LOE: $9.41 LOE per Boe in Q4, down 12% from Q4’16

JDA Success: Brought 5 new horizontal Permian wells online in Q4’17, representing 47 wells since commencement of the JDA program

Ended the year with 21 DUCs, 20 of which we expect to bring online in Q1’18 via batch completions

$141MM Acceleration Payment to TPG Sixth Street Partners (TSSP) and amending our JDA in August 2017 increased our exposure to our then-current wells and future development potential

TSSP elected to participate in a second tranche of 26 wells plus 9 wells in the JDA’s area of mutual interest; expect to spud final well in mid-2018

Asset Sales: Completed $23MM of asset sales in 2017 which relieved $8.4MM in P&A liabilities and negative LTM cash flow

Completed an additional $27MM in divestitures YTD’18 including non-core PDP in the Texas Panhandle and acreage that we did not intend to drill

Bolt-on Acquisitions: Completed $19MM of acquisitions adding 49 horizontal operated identified locations in the Permian and/or increasing our NRI in existing near-term drilling prospects

Compressed Leverage Metrics: Reduced Pro Forma Total Debt / EBITDA by 2.1x in 2017(1)

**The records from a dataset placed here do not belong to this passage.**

Issue #3361, opened 2023-03-26
os-nginx - Multiple columns called "Description"


thwien:
**Important notices**
Before you add a new report, we ask you kindly to acknowledge the following:

- [x] I have read the contributing guide lines at https://github.com/opnsense/plugins/blob/master/CONTRIBUTING.md
- [x] I have searched the existing issues, open and closed, and I'm convinced that mine is new.
- [x] The title contains the plugin to which this issue belongs

**Describe the bug**
The Nginx cache overwiew shows three columns called "Description".

**To Reproduce**
1. Go to 'Services: Nginx: Configuration -> Cache path'

**Expected behavior**
The second column should be called "Size (MB)", the third "Inactive Time (Minutes)" and the fourth "Maximum Size (GB)".

**Environment**
OPNsense 23.1.4_1
os-nginx 1.31

PR #3374, opened 2023-04-01
www/nginx: add uuid column to the grids

kulikov-a:
Hi!
~ref. https://forum.opnsense.org/index.php?topic=33257.0~
~if nginx fails to start with syntactically correct config it is possible that the vts socket is not deleted, which prevents the next starts.~

~pr handles possible remaining vts socket.~
~Use bool formatter in bootgrid where possible.~
~Add ID columns for ease of working with hooks~
~Cache Path columns naming (closes https://github.com/opnsense/plugins/issues/3361)~

thanks!
~upd. the request was intended as a quick fix. adding a uuid-column to this was not the smartest idea. will be added in another pr if the devs and maintainer don't mind the idea )~

UPD2. 
setup part moved to https://github.com/opnsense/plugins/pull/3380

Cache Path columns naming (closes https://github.com/opnsense/plugins/issues/3361)
Use bool formatter in bootgrid where possible
Add ID columns for ease of working with hooks


fichtner (approved):
Ok for socket bit from my end

www/nginx/src/opnsense/mvc/app/views/OPNsense/Nginx/index.volt
```diff
@@ -223,16 +223,17 @@
...
-                <th data-column-id="matchtype" data-type="string" data-sortable="true"  data-visible="true">{{ lang._('Match Type') }}</th>
-                <th data-column-id="upstream" data-type="string" data-sortable="true"  data-visible="false">{{ lang._('Upstream') }}</th>
-                <th data-column-id="waf_status" data-type="string" data-sortable="true"  data-visible="true">{{ lang._('WAF Status') }}</th>
-                <th data-column-id="xss_block_score" data-type="string" data-sortable="true"  data-visible="false">{{ lang._('XSS Score') }}</th>
-                <th data-column-id="sqli_block_score" data-type="string" data-sortable="true"  data-visible="false">{{ lang._('SQLi Score') }}</th>
-                <th data-column-id="custom_policy" data-type="string" data-width="50%" data-sortable="true"  data-visible="false">{{ lang._('WAF Policies') }}</th>
-                <th data-column-id="force_https" data-type="boolean" data-width="10em" data-sortable="true"  data-visible="true">{{ lang._('Force HTTPS') }}</th>
+                <th data-column-id="uuid" data-type="string" data-sortable="true" data-visible="false">{{ lang._('ID') }}</th>
```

Gained Additional GSO Investment and Achieved Voting Power in Notes: Repurchased $187MM of our 6.625% Senior Notes at $0.70, funded by draw from increased $400MM 2nd Lien Term Loan Commitment; gained meaningful voting power in our Senior Notes and captured discount

2017 Review

(1) Total Debt is as of February 21, 2018. EBITDA is LTM as of 12/31/17. Both figures are pro forma for the Panhandle Sale. See slide 15.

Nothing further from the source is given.